“It is true,” said the priest. “Sometimes within the last two months I have almost forgotten it.”

“And what has brought it so forcibly to your mind again?”

“That is what I so greatly desire to tell you,” replied Don Ippolito, with an appealing look at the painter’s face. He moistened his parched lips a little, waiting for further question from the painter, to whom he seemed a man fevered by some strong emotion and at that moment not quite wholesome. Ferris did not speak, and Don Ippolito began again: “Even though I have not said so in words to you, dear friend, has it not appeared to you that I have no heart in my vocation?”

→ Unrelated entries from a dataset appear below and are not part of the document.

PR #1374, opened 2018-07-10
DRILL-6542 : IndexOutOfBoundsException for multilevel lateral queries…

sohami:
… with schema changed partitioned complex data

### DIFF
--- a/exec/java-exec/src/main/java/org/apache/drill/exec/physical/impl/unnest/UnnestImpl.java
+++ b/exec/java-exec/src/main/java/org/apache/drill/exec/physical/impl/unnest/UnnestImpl.java
@@ -25,6 +25,7 @@ import org.apache.drill.exec.physical.base.LateralContract;
 import org.apache.drill.exec.record.BatchSchema.SelectionVectorMode;
 import org.apache.drill.exec.record.RecordBatch;
 import org.apache.drill.exec.record.TransferPair;
+import org.apache.drill.exec.vector.SchemaChangeCallBack;
 import org.apache.drill.exec.vector.ValueVector;
 import org.apache.drill.exec.vector.complex.RepeatedValueVector;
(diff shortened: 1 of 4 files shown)


exec/java-exec/src/main/java/org/apache/drill/exec/physical/impl/unnest/UnnestImpl.java
```diff
@@ -97,8 +99,16 @@ public final int unnestRecords(final int recordCount) {
...
+    final SchemaChangeCallBack callBack = new SchemaChangeCallBack();
     for (TransferPair t : transfers) {
       t.splitAndTransfer(innerValueIndex, count);
+
+      // Get the corresponding ValueVector in output container and transfer the data
+      final ValueVector vectorWithData = t.getTo();
+      final ValueVector outputVector = outgoing.getContainer().addOrGet(vectorWithData.getField(), callBack);
+      Preconditions.checkState(!callBack.getSchemaChangedAndReset(), "Outgoing container doesn't have " +
+        "expected ValueVector of type %s, present in TransferPair of unnest field", vectorWithData.getClass());
+      vectorWithData.makeTransferPair(outputVector).transfer();
```
parthchandra: So we do two transfers? Cheaper to transfer directly to output vector.  We can create a new transfer pair with the source vector in the transfer pair we set up.

sohami: Yes we have to do 2 transfers since there is no api for getTransferPairToSingleMap to take target vector. For New Schema there are 2 cases, in one we have to preserve the output container vector (when schema change is for non-unnest column) but reset transfers whereas in other case we have to create a new vector in the container (when schema change is on unnest column). That's the reason it is done this way.

PR #1376, opened 2018-07-12
DRILL-6592: Unnest record batch size is called too frequently

parthchandra:
@sohami  please review


exec/java-exec/src/main/java/org/apache/drill/exec/physical/impl/unnest/UnnestRecordBatch.java
```diff
@@ -216,7 +225,7 @@ public IterOutcome innerNext() {
         boolean isNewSchema = schemaChanged();
```
sohami: I think `isNewSchema` flag can be deprecated and replaced by `hasNewSchema`.

PR #1379, opened 2018-07-13
DRILL-6591: Show Exception for failed queries submitted in WebUI

kkhatua:
When query fails on Web UI result page no error is shown, only "No result found." 
This was because DRILL-6477 (PR #1309) switched to `WebUserConnection.await(long timeoutInMillis)` . Unlike the original `WebUserConnection.await()`, this method did not throw any UserException generated by a query failure.
The fix was to add a new WebUser-only method - `WebUserConnection.timedWait(long timeoutInMillis)` 
This ensures that other callers to the `WebUserConnection.await(timeoutInMillis)` are unaffected by the expected behaviour.

This is what the UI returns after this patch:
_When running query which hits memory limits (DRILL-6477), we get this:_
```
org.apache.drill.common.exceptions.UserException: RESOURCE ERROR: There is not enough heap memory to run this query using the web interface. Please try a query with fewer columns or with a filter or limit condition to limit the data returned. You can also try an ODBC/JDBC client. [Error Id: 702884d0-4e90-46c0-a861-71b7d384084b on kk127.qa.lab:31010]
```

_When querying a non-existent schema:_
```
org.apache.drill.common.exceptions.UserRemoteException: VALIDATION ERROR: Schema [[sys1]] is not valid with respect to either root schema or current default schema. Current default schema: No default schema selected [Error Id: 9fd6041c-b4f1-4f63-912e-d8a44ed318b0 on kk127.qa.lab:31010]
```

_When running an incorrect SQL:_
```
Non-query expression encountered in illegal context (Non-query expression encountered in illegal context) org.apache.drill.common.exceptions.UserException: PARSE ERROR: Non-query expression encountered in illegal context [Error Id: 22238845-2514-4bb0-af8a-be5b6c922a63 on kk127.qa.lab:31010]
```

### DIFF
--- a/exec/java-exec/src/main/java/org/apache/drill/exec/server/rest/QueryWrapper.java
+++ b/exec/java-exec/src/main/java/org/apache/drill/exec/server/rest/QueryWrapper.java
@@ -84,13 +84,11 @@ public class QueryWrapper {
     float usagePercent = getHeapUsage();
 
     // Wait until the query execution is complete or there is error submitting the query
-    if (logger.isDebugEnabled()) {
-      logger.debug("Wait until the query execution is complete or there is error submitting the query");
-    }
+    logger.debug("Wait until the query execution is complete or there is error submitting the query");
     do {
       try {
-        isComplete = webUserConnection.await/*timedWait*/(TimeUnit.SECONDS.toMillis(1)); //periodically timeout 1sec to check heap
-      } catch (InterruptedException e) { /* Timed Out => Check heap usage */ }
+        isComplete = webUserConnection.await(TimeUnit.SECONDS.toMillis(1)); //periodically timeout 1 sec to check heap
+      } catch (InterruptedException e) {}
       usagePercent = getHeapUsage();
       if (usagePercent >  HEAP_MEMORY_FAILURE_THRESHOLD) {
         nearlyOutOfHeapSpace = true;
@@ -99,14 +97,11 @@ public class QueryWrapper {
 
     //Fail if nearly out of heap space
     if (nearlyOutOfHeapSpace) {
-      UserException almostOutOfHeapException = UserException.resourceError(
-          new Throwable(
-              "There is not enough heap memory to run this query using the web interface. "
-              + "Please try a query with fewer columns or with a filter or limit condition to limit the data returned. "
-              + "You can also try an ODBC/JDBC client. "
-              )
-          )
-        .build(logger);
+      UserException almostOutOfHeapException = UserException.resourceError()
+          .message("There is not enough heap memory to run this query using the web interface. ")
+          .addContext("Please try a query with fewer columns or with a filter or limit condition to limit the data returned. ")
+          .addContext("You can also try an ODBC/JDBC client. ")
+          .build(logger);
       //Add event
       workManager.getBee().getForemanForQueryId(queryId)
         .addToEventQueue(QueryState.FAILED, almostOutOfHeapException);
@@ -114,9 +109,7 @@ public class QueryWrapper {
       throw almostOutOfHeapException;
     }
 
-    if (logger.isTraceEnabled()) {
-      logger.trace("Query {} is completed ", queryId);
-    }
+    logger.trace("Query {} is completed ", queryId);
 
     if (webUserConnection.getError() != null) {
       throw new UserRemoteException(webUserConnection.getError());
--- a/exec/java-exec/src/main/java/org/apache/drill/exec/server/rest/QueryWrapper.java
+++ b/exec/java-exec/src/main/java/org/apache/drill/exec/server/rest/QueryWrapper.java
@@ -83,12 +83,17 @@ public class QueryWrapper {
     float usagePercent = getHeapUsage();
 
     // Wait until the query execution is complete or there is error submitting the query
-    logger.debug("Wait until the query execution is complete or there is error submitting the query");
+    if (logger.isDebugEnabled()) {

“Yes, I have sometimes fancied that. I had no right to ask you why.”

“Some day I will tell you, when I have the courage to go all over it again. It is partly my own fault, but it is more my miserable fortune. But wherever the wrong lies, it has at last become intolerable to me. I cannot endure it any longer and live. I must go away, I must fly from it.”

Ferris shrank from him a little, as men instinctively do from one who has set himself upon some desperate attempt. “Do you mean, Don Ippolito, that you are going to renounce your priesthood?”

Don Ippolito opened his hands and let his priesthood drop, as it were, to the ground.

“You never spoke of this before, when you talked of going to America. Though to be sure”—

“Yes, yes!” replied Don Ippolito with vehemence, “but now an angel has appeared and shown me the blackness of my life!”

Ferris began to wonder if he or Don Ippolito were not perhaps mad.